Conditioned media from synoviocytes treated with PRP-L under all stimulation conditions increases aggrecan expression in cultured chondrocytes. Equine chondrocytes were challenged for 48 h with conditioned media from synoviocytes stimulated with IL-1β or LPS and either non-treated (NT) or treated with platelet-poor plasma lysate (PPP-L) or platelet-rich plasma lysate (PRP-L). Relative gene expression represented at the 2^−ΔΔCt of (A) aggrecan (ACAN), and (B) lubricin (PRG4) was measured in cDNA made from extracted chondrocyte RNA. Fold changes were generated from the chondrocytes cultured with unstimulated, non-treated synoviocyte conditioned media. Data is shown as the mean ± standard deviation of n = 5. Differing letters indicate significant differences between groups (p < 0.05); statistical analysis was performed within each stimulation and not between stimulation groups.
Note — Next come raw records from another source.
Issue #953, opened 2022-07-20
New features to COPY to be documented


amyshwang:
Location:

https://questdb.io/docs/reference/sql/copy

Source:
https://github.com/questdb/questdb/pull/2155

Task:
1. A small tutorial on how to use `COPY` to import csv files.
2. Expand the current reference page to include the new PR. 
3. Adding a link to the tutorial from the COPY ref page.

PR #955, opened 2022-07-21
chore: adding new `COPY` options to reference #953

amyshwang:
Following changes added in https://github.com/questdb/questdb/pull/2155, this PR update the sql reference and the syntax diagram to reflect the changes.


docs/reference/sql/copy.md
```diff
@@ -20,10 +20,16 @@ is automatic.
...
-  header.
-- `with header false` - QuestDB will use schema recognition to determine
-  whether the first rows should be used as header.
+- `WITH HEADER true/false`: When `true`, QuestDB automatically assumes the first row is a
+  header. Otherwise, schema recognition is used to determine whether the first row is used as header.
+- `PARALLEL`: When enabled, parallel import is on. By default this option is disabled and sequential import is used.
+- `TIMESTAMP`: Define the name of the timestamp column in the file to be imported.
+- `FORMAT`: Timestamp column format when the format is not standard or cannot be detected.
+- `PARTITION BY`: Partition unit to use when target table does not exist.
+- `On ERROR`: Define responses to data parsing errors. The valid values are:
```
puzpuzpuz, line 29:
```suggestion
- `ON ERROR`: Define responses to data parsing errors. The valid values are:
```

puzpuzpuz (commented):
We should also document `COPY tab CANCEL;` command which cancels the in-flight import.

docs/reference/sql/copy.md
```diff
@@ -20,10 +20,16 @@ is automatic.
 
 ## Options
 
-- `with header true` - QuestDB will automatically assume the first row is a
-  header.
-- `with header false` - QuestDB will use schema recognition to determine
-  whether the first rows should be used as header.
+- `WITH HEADER true/false`: When `true`, QuestDB automatically assumes the first row is a
+  header. Otherwise, schema recognition is used to determine whether the first row is used as header.
+- `PARALLEL`: When enabled, parallel import is on. By default this option is disabled and sequential import is used.
```
puzpuzpuz, line 25: We should also document that only a single parallel import is allowed to be executed, i.e. users can't run multiple imports to be executed concurrently.

amyshwang: Also to add these thanks to @bziobrowski 

- Old sequential import is synchronous and returns (in web console or sql) once import is done 
- New import is async, it returns 'ok' message after receiving the command but then it queues it and runs in background
- only one such import can run at a time because it's supposed to use all available server resources

puzpuzpuz: Yes and we need to document all of these aspects properly, including what's written into the `sys.parallel_text_import_log` table.

puzpuzpuz: One more thing to add: we may decide that we want to align old and parallel COPY behavior (although, it'll be a breaking change) - ideally the exact implementation should be chosen automatically, so that the user doesn't have to specify `with parallel` flag; plus, both of them should become async (hence, write their status into the log table). Let me post an update here once the decision is made.

amyshwang: @puzpuzpuz I added a new commit for things I understand but I don't understand the bit on `sys.parallel_text_import_log` :)

puzpuzpuz: It's the table that accumulates all import status updates.

> Let me post an update here once the decision is made.

Yup, we'll be merging COPY implementations into a single one. So, let's wait until things get more stable and then update this PR. Does it make sense?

Asterisks (^*) denote significant differences, when present, in stimulated NT groups from the unstimulated NT control. Blue bars = unstimulated synoviocytes, red bars = 10 ng/mL IL-1β stimulated synoviocytes, and green bars = 100 ng/mL LPS stimulated synoviocytes.

Figure 6

Conditioned media from synoviocytes treated with PRP-L or PPP-L under all stimulation conditions decreases MMP-13 but not MMP-3 gene expression in cultured chondrocytes. Equine chondrocytes were challenged for 48 h with conditioned media from synoviocytes stimulated with IL-1β or LPS and either non-treated (NT) or treated with platelet-poor plasma lysate (PPP-L) or platelet-rich plasma lysate (PRP-L). Relative gene expression, 2^−ΔΔCt, was generated using the unstimulated, non-treated conditioned media cultured chondrocytes as the control for (A) MMP-3 and (B) MMP-13. Data is shown as the mean ± standard deviation of n = 5. Differing letters indicate significant differences between groups (p < 0.05); statistical analysis was performed within each stimulation and not between stimulation groups. Asterisks (^*) denote significant differences, when present, in stimulated NT groups from the unstimulated NT control. Blue bars = unstimulated synoviocytes, red bars = 10 ng/mL IL-1β stimulated synoviocytes, and green bars = 100 ng/mL LPS stimulated synoviocytes.